Exercise description —
Please work out how many lines below contain the word "ResolveRequest", and reply with only that number.

Dataset records:
◇ ◇ ◇ ◇
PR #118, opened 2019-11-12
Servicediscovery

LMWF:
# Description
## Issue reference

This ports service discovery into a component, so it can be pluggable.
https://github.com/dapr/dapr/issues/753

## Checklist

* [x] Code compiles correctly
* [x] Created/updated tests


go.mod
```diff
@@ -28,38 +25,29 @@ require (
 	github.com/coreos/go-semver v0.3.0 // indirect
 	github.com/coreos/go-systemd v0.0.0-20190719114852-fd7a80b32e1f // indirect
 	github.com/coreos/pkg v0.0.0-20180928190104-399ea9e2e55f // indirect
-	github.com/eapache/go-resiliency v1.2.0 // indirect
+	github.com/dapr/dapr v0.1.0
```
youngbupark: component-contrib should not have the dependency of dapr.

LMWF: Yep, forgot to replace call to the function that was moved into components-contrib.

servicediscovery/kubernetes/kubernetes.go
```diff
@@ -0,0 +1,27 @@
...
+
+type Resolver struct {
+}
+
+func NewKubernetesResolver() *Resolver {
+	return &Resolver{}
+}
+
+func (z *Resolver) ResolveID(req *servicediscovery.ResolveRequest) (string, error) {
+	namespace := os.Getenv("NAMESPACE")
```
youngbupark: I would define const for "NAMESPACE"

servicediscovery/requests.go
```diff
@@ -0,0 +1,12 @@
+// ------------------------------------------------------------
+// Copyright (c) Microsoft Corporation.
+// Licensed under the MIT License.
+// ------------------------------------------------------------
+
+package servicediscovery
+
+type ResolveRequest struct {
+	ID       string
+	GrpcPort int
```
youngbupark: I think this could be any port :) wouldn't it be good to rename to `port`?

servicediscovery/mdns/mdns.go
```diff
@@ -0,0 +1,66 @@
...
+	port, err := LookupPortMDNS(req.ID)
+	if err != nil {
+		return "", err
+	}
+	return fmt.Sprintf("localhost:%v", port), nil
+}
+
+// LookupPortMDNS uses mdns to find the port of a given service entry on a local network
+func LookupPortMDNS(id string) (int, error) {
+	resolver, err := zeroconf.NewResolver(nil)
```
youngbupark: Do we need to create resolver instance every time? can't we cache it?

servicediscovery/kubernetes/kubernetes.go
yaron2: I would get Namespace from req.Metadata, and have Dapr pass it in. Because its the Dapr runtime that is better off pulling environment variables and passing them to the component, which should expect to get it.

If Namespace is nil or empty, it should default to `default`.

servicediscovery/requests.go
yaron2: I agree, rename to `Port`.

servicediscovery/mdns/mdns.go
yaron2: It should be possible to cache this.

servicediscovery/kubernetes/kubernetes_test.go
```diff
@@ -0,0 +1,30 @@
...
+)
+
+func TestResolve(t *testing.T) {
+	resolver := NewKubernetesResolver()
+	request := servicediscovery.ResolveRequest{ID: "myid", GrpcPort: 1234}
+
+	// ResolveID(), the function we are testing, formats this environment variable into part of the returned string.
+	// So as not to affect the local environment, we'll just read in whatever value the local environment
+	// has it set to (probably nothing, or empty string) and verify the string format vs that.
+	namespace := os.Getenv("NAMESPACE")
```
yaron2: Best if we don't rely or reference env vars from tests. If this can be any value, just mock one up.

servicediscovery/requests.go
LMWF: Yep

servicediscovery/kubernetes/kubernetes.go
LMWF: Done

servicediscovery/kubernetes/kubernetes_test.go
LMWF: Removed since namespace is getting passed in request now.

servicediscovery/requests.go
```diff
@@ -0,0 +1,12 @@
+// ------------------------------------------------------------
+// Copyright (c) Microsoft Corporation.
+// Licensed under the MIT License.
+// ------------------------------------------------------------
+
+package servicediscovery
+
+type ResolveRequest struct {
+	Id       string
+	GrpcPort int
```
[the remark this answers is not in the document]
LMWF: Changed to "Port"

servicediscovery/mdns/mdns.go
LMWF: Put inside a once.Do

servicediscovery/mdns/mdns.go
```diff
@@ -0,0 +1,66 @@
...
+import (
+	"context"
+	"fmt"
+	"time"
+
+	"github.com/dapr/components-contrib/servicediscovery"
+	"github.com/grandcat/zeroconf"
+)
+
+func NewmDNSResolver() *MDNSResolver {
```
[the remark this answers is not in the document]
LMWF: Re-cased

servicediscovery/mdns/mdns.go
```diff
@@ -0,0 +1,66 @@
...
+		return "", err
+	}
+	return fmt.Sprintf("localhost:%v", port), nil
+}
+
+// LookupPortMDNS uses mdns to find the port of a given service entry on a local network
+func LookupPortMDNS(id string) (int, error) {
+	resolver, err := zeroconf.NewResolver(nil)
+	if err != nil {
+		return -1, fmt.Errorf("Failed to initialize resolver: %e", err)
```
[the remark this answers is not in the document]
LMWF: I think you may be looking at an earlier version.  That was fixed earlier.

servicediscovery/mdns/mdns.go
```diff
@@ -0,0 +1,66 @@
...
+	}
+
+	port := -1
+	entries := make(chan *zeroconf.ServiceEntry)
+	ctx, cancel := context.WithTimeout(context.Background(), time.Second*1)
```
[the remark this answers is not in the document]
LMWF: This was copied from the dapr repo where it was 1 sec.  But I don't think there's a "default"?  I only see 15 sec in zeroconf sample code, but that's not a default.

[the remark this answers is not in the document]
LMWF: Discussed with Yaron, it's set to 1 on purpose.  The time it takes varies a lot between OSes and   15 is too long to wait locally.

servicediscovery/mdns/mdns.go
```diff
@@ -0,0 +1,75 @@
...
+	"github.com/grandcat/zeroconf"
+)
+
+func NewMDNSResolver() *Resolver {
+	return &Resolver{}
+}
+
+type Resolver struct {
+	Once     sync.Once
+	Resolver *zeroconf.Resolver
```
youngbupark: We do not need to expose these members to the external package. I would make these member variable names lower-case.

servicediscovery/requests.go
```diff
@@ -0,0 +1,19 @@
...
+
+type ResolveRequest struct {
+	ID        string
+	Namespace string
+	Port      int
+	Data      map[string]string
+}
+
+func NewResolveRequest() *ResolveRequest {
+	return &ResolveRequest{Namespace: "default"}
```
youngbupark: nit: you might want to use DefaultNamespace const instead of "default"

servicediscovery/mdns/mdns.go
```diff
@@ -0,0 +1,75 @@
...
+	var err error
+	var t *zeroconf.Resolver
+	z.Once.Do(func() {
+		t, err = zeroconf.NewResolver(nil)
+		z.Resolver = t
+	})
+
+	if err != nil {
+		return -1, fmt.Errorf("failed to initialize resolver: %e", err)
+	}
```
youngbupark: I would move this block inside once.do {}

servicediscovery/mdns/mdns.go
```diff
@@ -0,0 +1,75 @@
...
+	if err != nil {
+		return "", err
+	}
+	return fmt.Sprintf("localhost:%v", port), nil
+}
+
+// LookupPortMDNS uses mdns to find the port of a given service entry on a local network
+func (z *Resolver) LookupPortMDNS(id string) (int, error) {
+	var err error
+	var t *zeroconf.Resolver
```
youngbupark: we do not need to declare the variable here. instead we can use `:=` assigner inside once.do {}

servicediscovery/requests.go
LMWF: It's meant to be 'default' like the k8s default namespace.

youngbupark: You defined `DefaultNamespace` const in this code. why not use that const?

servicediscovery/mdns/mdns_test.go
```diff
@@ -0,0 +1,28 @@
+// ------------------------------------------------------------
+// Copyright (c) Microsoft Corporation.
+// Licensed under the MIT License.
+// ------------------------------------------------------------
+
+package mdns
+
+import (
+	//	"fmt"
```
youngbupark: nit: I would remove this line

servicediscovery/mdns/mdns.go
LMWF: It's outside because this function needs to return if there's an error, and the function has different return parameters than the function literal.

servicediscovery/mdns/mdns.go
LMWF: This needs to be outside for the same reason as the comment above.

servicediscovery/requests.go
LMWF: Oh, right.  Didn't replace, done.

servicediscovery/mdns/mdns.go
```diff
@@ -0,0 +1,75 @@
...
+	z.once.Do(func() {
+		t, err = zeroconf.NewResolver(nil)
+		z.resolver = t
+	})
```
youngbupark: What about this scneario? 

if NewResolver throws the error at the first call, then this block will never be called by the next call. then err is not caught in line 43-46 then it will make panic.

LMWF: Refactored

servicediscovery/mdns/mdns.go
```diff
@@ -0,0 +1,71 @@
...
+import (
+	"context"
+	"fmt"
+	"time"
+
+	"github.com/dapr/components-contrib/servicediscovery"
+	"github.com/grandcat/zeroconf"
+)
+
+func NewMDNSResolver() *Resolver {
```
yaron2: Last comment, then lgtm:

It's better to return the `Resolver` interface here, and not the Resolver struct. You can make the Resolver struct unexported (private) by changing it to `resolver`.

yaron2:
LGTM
◇ ◇ ◇ ◇
Your solution —
7